DATASET ENTRIES: Begin

Issue #376, opened 2017-03-31
Bugs: price filter, price slider


testrafa:
### Preconditions

Magento Version : Magento ver. 2.1.5

ElasticSuite Version : 2.3.4 release

Bugs:
- price filter doesn't work properly, wrong count products amounts (upper interval)

![price_filter](https://cloud.githubusercontent.com/assets/26811962/24541301/252017ee-15f7-11e7-9c6a-998380554e9b.png)

- link 'show more' in filters:

changing value and save doesn't work for some attributes f.e material and style_general.

![show_more](https://cloud.githubusercontent.com/assets/26811962/24541320/3b1ba22a-15f7-11e7-84a8-b86b2d233718.png)

Reproduction: Stores -> Attributes -> Product -> choose any Attribute -> storefront properties -> change "value in facet max size" -> save.
And there is no expected results

- price slider
manually settings doesn't work. After turn on this option, "price" attribute dissapear from frontend .
Option 'display product count' also does not work. There is no results on frontend when I change this option for "no" and save it

![manual_i_ilosc_produktow_w_price](https://cloud.githubusercontent.com/assets/26811962/24541340/5967baca-15f7-11e7-919a-c7ab8b2d7614.png)

romainruaud:
Hello, and thank you for all those feedbacks.

- Price slider : I confirm that there is something to fix on the interval.

- Facet max. size : I do not reproduce your issue. Which value did you test ? I set "3" to "material" and "style_general" and this is working properly.

- Price slider and manual interval : If you keep the default value for "Default Price Navigation Step" which is 100, yes, the price disappear. This is due to the interval being bigger than the product values : all products prices are between 0 and 100, so there is no way to display values with an interval of 100 on the slider. If you set it to 10, everything is working properly.

I wait for more informations on the second point.

best regards,

romainruaud:
I close this one due to being inactive for more than one week.

Please check the PR #381 which is fixing the issue on the price slider.

I am still waiting for an update about the facet max size.

Do not hesitate to reopen the issue when you will have more informations.

regards,

PR #381, opened 2017-04-03
Set upper interval as included in product count.

romainruaud:
This is a fix for #376


romainruaud:
Seems that you were right.

Something is weird here : 

Product A is 68$
Product B is 69$
Product C is 69$
Product D is 69,10$

When building the Slider, the intervals values are given as this : 
```
{"value":68,"count":1}
{"value":69,"count":3}
```

On the slider if I choose "67-69" : it show 4 products, meaning that the product D is included. So my PR is OK here. Without this PR the slider shows 1 product only.

BUT, if I submit the page, I only see products A B and C. Because the query sent to ES is : 

```
"query":{"range":{"price.price":{"gte":"67","lte":"69"}}}
```

Which cannot match a product having a price of 69.10$

So I think this PR should not be merged as is, but rather be reworked a little to cover all cases.



If I set a product to 69.10$ and select eg 67$-69$

afoucret:
As you have said this PR need to be reworked.
I close for being inactive since a while.

Issue #341, opened 2017-03-02
Set "special_price" attribut to "filterable" generate exception 


zkliouel:
Hi,

Follow the stacktrace below : 

```
Exception #0 (BadMethodCallException): Missing required argument $name of Smile\ElasticsuiteCore\Search\Request\Aggregation\Bucket\Histogram.

Exception #0 (BadMethodCallException): Missing required argument $name of Smile\ElasticsuiteCore\Search\Request\Aggregation\Bucket\Histogram.
#0 /var/www/project/vendor/magento/framework/ObjectManager/Factory/Dynamic/Developer.php(82): Magento\Framework\ObjectManager\Factory\Dynamic\Developer->_resolveArguments('Smile\\Elasticsu...', Array, Array)
#1 /var/www/project/vendor/magento/framework/ObjectManager/ObjectManager.php(57): Magento\Framework\ObjectManager\Factory\Dynamic\Developer->create('Smile\\Elasticsu...', Array)
#2 /var/www/project/var/generation/Smile/ElasticsuiteCore/Search/Request/Aggregation/Bucket/HistogramFactory.php(43): Magento\Framework\ObjectManager\ObjectManager->create('Smile\\Elasticsu...', Array)
#3 /var/www/project/vendor/smile/elasticsuite/src/module-elasticsuite-core/Search/Request/Aggregation/AggregationFactory.php(58): Smile\ElasticsuiteCore\Search\Request\Aggregation\Bucket\HistogramFactory->create(Array)
#4 /var/www/project/vendor/smile/elasticsuite/src/module-elasticsuite-core/Search/Request/Aggregation/AggregationBuilder.php(91): Smile\ElasticsuiteCore\Search\Request\Aggregation\AggregationFactory->create('histogramBucket', Array)
#5 /var/www/project/vendor/smile/elasticsuite/src/module-elasticsuite-core/Search/Request/Builder.php(157): Smile\ElasticsuiteCore\Search\Request\Aggregation\AggregationBuilder->buildAggregations(Object(Smile\ElasticsuiteCore\Search\Request\ContainerConfiguration),
```

I finaly found that setting special_price attribut filterable is not managed in the mapping.

Best Regards

romainruaud:
Hello,

we will not "fix" this one since there is no need to set the special_price attribute to filterable : the price displayed by the price slider in front-office already takes the special_price value into account (since we are using the price index table values).

[...]

PR #390, opened 2017-04-11
Allow to index prices attributes.

romainruaud:
They were not indexed previously, which was preventing our fellow users to create custom "prices" attributes and setting them as filterable in front office.

This has been discussed on #341 : this issue occurs in fact not for special_price only, but for any attribute having a price backend.

Regards


dersam:
I've tested this PR against my data (as discussed in #341). It fixes my issue with `price` types. Thanks for the quick response!

PR #396, opened 2017-04-19
Change prepareProductCollection scope of autocomplete DataProvider 

romainruaud:
Change the scope to public : this will allow people to add plugins on it.

This is mandatory for being able to filter products based on offers for the ElasticSuite for Retailers module.


afoucret:
Replaced by #404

DATASET ENTRIES: End

THE PROBLEM ->
Gather each line of the records holding the string "being".

SOLUTION FOR THIS EXERCISE ->
- Price slider and manual interval : If you keep the default value for "Default Price Navigation Step" which is 100, yes, the price disappear. This is due to the interval being bigger than the product values : all products prices are between 0 and 100, so there is no way to display values with an interval of 100 on the slider. If you set it to 10, everything is working properly.
I close this one due to being inactive for more than one week.
I close for being inactive since a while.
This is mandatory for being able to filter products based on offers for the ElasticSuite for Retailers module.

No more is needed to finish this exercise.